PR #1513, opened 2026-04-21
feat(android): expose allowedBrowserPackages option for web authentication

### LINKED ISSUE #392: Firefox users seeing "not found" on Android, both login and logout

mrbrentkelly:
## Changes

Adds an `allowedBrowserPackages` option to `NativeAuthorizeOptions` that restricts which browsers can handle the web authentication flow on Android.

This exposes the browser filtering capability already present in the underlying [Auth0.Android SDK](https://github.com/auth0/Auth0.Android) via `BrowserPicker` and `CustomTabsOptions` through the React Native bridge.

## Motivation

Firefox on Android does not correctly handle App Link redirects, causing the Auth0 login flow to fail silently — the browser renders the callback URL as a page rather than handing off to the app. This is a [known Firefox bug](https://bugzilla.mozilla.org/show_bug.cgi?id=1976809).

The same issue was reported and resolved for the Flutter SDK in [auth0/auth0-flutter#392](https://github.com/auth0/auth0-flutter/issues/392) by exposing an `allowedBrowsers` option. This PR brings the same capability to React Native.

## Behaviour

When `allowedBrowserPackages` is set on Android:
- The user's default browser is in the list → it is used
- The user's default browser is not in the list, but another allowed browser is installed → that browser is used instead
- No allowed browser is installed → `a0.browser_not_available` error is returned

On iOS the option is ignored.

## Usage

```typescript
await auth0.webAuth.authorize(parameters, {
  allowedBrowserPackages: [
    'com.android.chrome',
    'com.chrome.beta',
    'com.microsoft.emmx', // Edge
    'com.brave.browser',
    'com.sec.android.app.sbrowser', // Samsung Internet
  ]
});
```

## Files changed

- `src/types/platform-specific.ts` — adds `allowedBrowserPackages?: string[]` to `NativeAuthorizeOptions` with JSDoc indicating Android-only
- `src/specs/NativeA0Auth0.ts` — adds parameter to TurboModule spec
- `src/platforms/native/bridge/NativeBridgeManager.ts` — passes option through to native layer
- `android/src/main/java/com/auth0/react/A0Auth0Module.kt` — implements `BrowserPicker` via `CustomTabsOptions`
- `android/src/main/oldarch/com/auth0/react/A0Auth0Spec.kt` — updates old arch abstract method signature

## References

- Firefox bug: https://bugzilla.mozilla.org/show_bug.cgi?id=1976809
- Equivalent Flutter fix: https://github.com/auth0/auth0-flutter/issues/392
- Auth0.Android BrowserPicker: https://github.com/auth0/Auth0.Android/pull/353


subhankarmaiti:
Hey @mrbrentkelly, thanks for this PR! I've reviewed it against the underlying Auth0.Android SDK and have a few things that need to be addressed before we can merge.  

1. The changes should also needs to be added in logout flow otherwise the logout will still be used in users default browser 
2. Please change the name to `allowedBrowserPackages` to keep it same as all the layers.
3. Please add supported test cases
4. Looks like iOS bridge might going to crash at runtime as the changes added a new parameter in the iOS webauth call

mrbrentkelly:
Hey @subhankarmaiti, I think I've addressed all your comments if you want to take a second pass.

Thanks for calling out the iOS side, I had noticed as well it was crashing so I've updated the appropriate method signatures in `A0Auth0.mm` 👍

(What you will do)
In the material above, locate the line containing "### LINKED ISSUE" and the line containing "flow on Android.". Transcribe exactly those two lines and every line between them, and nothing more.

(Task answer)
### LINKED ISSUE #392: Firefox users seeing "not found" on Android, both login and logout

mrbrentkelly:
## Changes

Adds an `allowedBrowserPackages` option to `NativeAuthorizeOptions` that restricts which browsers can handle the web authentication flow on Android.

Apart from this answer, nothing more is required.